The 10th International Media Awards

On the 28th of June, the 10th edition of the International Media Awards were held at Whitehall, London. With guests attending from all over the world, including Russia, Israel, Afghanistan and Libya, the ceremony was a great spectacle of diversity. The ceremony was indeed a microcosm of the greater Middle East, the disparate nationalities and ethnicities of all those who participated reflected the vast array of people that call the region home. In an increasingly exclusionary, protectionist modern political landscape, this evening serves as a sharp contrast, offering a glimmer of hope to all of us who have been saddened by the current state of middle-eastern affairs, and those of us who are discontent with recent geopolitical developments.

The evening was not short of entertainment either, throughout the dinner multiple awards were given to deserving journalists, ranging from those who have just embarked on a journalistic career to those more seasoned, with some boasting 25+ year careers. Correspondents, documentary producers, and broadcasters were all recognised during the night. It is imperative these professionals are recognised for the work they do. They consistently risk their lives for the sake of uncovering the truth on complex conflicts and help us make sense of an increasingly interconnected world. Through credible, honest storytelling the winners have drawn our attention towards humanitarian crises whether they be in Yemen or Syria, the plight of those living under IS rule in Iraq and also highlighted the injustices some Palestinians face in everyday life.

Among the winners was Lyse Doucet, an accomplished broadcaster and frontline journalist, and is currently the BBC’s Chief International Correspondent. She won the ‘Outstanding Contribution to Broadcasting’ award, which rewards those who have had an illustrious career in the field of journalism. Throughout her career, Lyse has upheld the universal media virtues of integrity, honesty and impartiality. She is a figure of the industry and an idol to many young journalists looking to begin their careers.

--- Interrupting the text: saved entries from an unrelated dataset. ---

PR #355, opened 2022-10-06
Simplex: degen is pinch from agda-stdlib

phadej:


phadej:
ping

JacquesCarette (approved):
Perfect, thanks. Now if only stdlib had the equivalent to `degen-comm` too!

PR #356, opened 2022-10-09
Rels is also a symmetric monoidal category with Set's cartesian product

Taneb:


JacquesCarette (approved):
This is coherent with what's already in the library, so I'll merge it in as is.

However, this all looks very strict. I'm thinking maybe this should be called StrictRels. But that can be for the future.

PR #359, opened 2022-11-01
Add `IsNI` to be consistent with `IsIso` in for morphisms

91khr:
Sometimes we may say that a natural transformation is a natural isomorphism, so it may be better to add a helper to express this.

This is my first time trying to contribute to an Agda project, please excuse if there's anything missing.

### DIFF
--- a/src/Categories/NaturalTransformation/NaturalIsomorphism.agda
+++ b/src/Categories/NaturalTransformation/NaturalIsomorphism.agda
@@ -71,6 +71,31 @@ record NaturalIsomorphism {C : Category o ℓ e}
       }
     }
 
+-- Like IsIso for morphisms, a natural transformation may be an isomorphism
+-- if there exists some inverse to it.
+-- To be consistent, there's also an IsNI for natural isomorphisms
+record IsNI {C : Category o ℓ e}
+            {D : Category o′ ℓ′ e′}
+            {F G : Functor C D}
+            (F⇒G : NaturalTransformation F G) : Set (o ⊔ ℓ ⊔ ℓ′ ⊔ e′) where
+  field
+    inv : NaturalTransformation G F
+
+  module F⇒G = NaturalTransformation F⇒G
+  module inv = NaturalTransformation inv
+
+  field
+    F⇒G-iso : ∀ X → Morphism.Iso D (F⇒G.η X) (inv.η X)
+
+  natiso : NaturalIsomorphism F G
+  natiso = record
+    { F⇒G = F⇒G
+    ; F⇐G = inv
+    ; iso = F⇒G-iso
+    }
+
+  open NaturalIsomorphism natiso public
+
 -- This helper definition lets us specify only one of the commuting
 -- squares and have the other one derived.
 
--- a/src/Categories/NaturalTransformation/NaturalIsomorphism.agda
+++ b/src/Categories/NaturalTransformation/NaturalIsomorphism.agda
@@ -79,22 +79,15 @@ record IsNI {C : Category o ℓ e}
             {F G : Functor C D}
             (F⇒G : NaturalTransformation F G) : Set (o ⊔ ℓ ⊔ ℓ′ ⊔ e′) where
   field
-    inv : NaturalTransformation G F
-
-  module F⇒G = NaturalTransformation F⇒G
-  module inv = NaturalTransformation inv
-
-  field
-    F⇒G-iso : ∀ X → Morphism.Iso D (F⇒G.η X) (inv.η X)
+    F⇐G : NaturalTransformation G F
+    iso : ∀ X → Morphism.Iso D (NaturalTransformation.η F⇒G X) (NaturalTransformation.η F⇐G X)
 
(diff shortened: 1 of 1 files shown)


src/Categories/NaturalTransformation/NaturalIsomorphism.agda
```diff
@@ -71,6 +71,31 @@ record NaturalIsomorphism {C : Category o ℓ e}
...
+-- To be consistent, there's also an IsNI for natural isomorphisms
+record IsNI {C : Category o ℓ e}
+            {D : Category o′ ℓ′ e′}
+            {F G : Functor C D}
+            (F⇒G : NaturalTransformation F G) : Set (o ⊔ ℓ ⊔ ℓ′ ⊔ e′) where
+  field
+    inv : NaturalTransformation G F
+
+  module F⇒G = NaturalTransformation F⇒G
+  module inv = NaturalTransformation inv
```
JacquesCarette, line 85: For consistency with NaturalIsomorphism`, I think `inv` should be called `F⇐G` (everywhere in `IsNI`).

src/Categories/NaturalTransformation/NaturalIsomorphism.agda
```diff
@@ -71,6 +71,31 @@ record NaturalIsomorphism {C : Category o ℓ e}
...
+-- if there exists some inverse to it.
+-- To be consistent, there's also an IsNI for natural isomorphisms
+record IsNI {C : Category o ℓ e}
+            {D : Category o′ ℓ′ e′}
+            {F G : Functor C D}
+            (F⇒G : NaturalTransformation F G) : Set (o ⊔ ℓ ⊔ ℓ′ ⊔ e′) where
+  field
+    inv : NaturalTransformation G F
+
+  module F⇒G = NaturalTransformation F⇒G
```
JacquesCarette, line 84: As these 2 modules are only used once each, and only for 1 field, I don't think they are worth defining. [I know this is the pattern in other parts of the library, but I'm moving away from it as it causes a fair amount of bloat in the actual interfaces.]

You could keep them if you 1) make them private, and 2) add `using (η)` to them. Then they are quite thin, and that's fine.

src/Categories/NaturalTransformation/NaturalIsomorphism.agda
```diff
@@ -71,6 +71,31 @@ record NaturalIsomorphism {C : Category o ℓ e}
...
+    F⇒G-iso : ∀ X → Morphism.Iso D (F⇒G.η X) (inv.η X)
+
+  natiso : NaturalIsomorphism F G
+  natiso = record
+    { F⇒G = F⇒G
+    ; F⇐G = inv
+    ; iso = F⇒G-iso
+    }
+
+  open NaturalIsomorphism natiso public
```
JacquesCarette, line 97: Let's not have this at all, at least right now, that definitely adds too much noise to the interface. If in usage patterns, we find that using `IsNI` is "long winded" because of extra qualification, we can revisit this.

JacquesCarette (changes requested):
Thanks. Great first contribution. Just some tiny style things to tweak and it can be merged in.

src/Categories/NaturalTransformation/NaturalIsomorphism.agda
91khr: Thank you for your review!

It's true that `F⇐G` is more consistent with NaturalIsomorphism; a concern here is that the name `inv` is taken from `IsIso`, and should `IsNI` try to be consistent with `IsIso`... ?

src/Categories/NaturalTransformation/NaturalIsomorphism.agda
```diff
@@ -71,6 +71,26 @@ record NaturalIsomorphism {C : Category o ℓ e}
...
+-- Like IsIso for morphisms, a natural transformation may be an isomorphism
+-- if there exists some inverse to it.
+-- To be consistent, there's also an IsNI for natural isomorphisms
+record IsNI {C : Category o ℓ e}
+            {D : Category o′ ℓ′ e′}
+            {F G : Functor C D}
+            (F⇒G : NaturalTransformation F G) : Set (o ⊔ ℓ ⊔ ℓ′ ⊔ e′) where
+  field
+    F⇐G : NaturalTransformation G F
+
```
JacquesCarette, line 83: You can now delete this blank line and extra `field`

91khr: Sorry for the misstyling ><

JacquesCarette: No problem! The time to review is small compared to the effort of doing PRs.

JacquesCarette (approved):

src/Categories/NaturalTransformation/NaturalIsomorphism.agda
JacquesCarette: It's a tough call. I think the instance of `NaturalIsomorphism` below 'wins' as far as consistency is concerned.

There was also a moment of profound reflection. During the 4-year International Media Awards hiatus, there have been over 100 media related murders in the Middle-East. This number serves to indicate the deteriorating security conditions for media personnel in the region. But it simultaneously, allows us to appreciate the dangerous but vital work these journalists undertake. The sorry state of freedom of speech in the region is disheartening, but as the International Media Awards have indicated: The Middle-Eastern region has been ushered into a new era of information and wide-spread knowledge, there has been a huge influx of young journalists breaking through evinced by the young set of winners this year. Those who are brave, courageous, and those who will always stand in the face of adversity to retell the stories of the unfortunate to those of us who are much more fortunate. It is safe to say that the future of journalism is in good hands.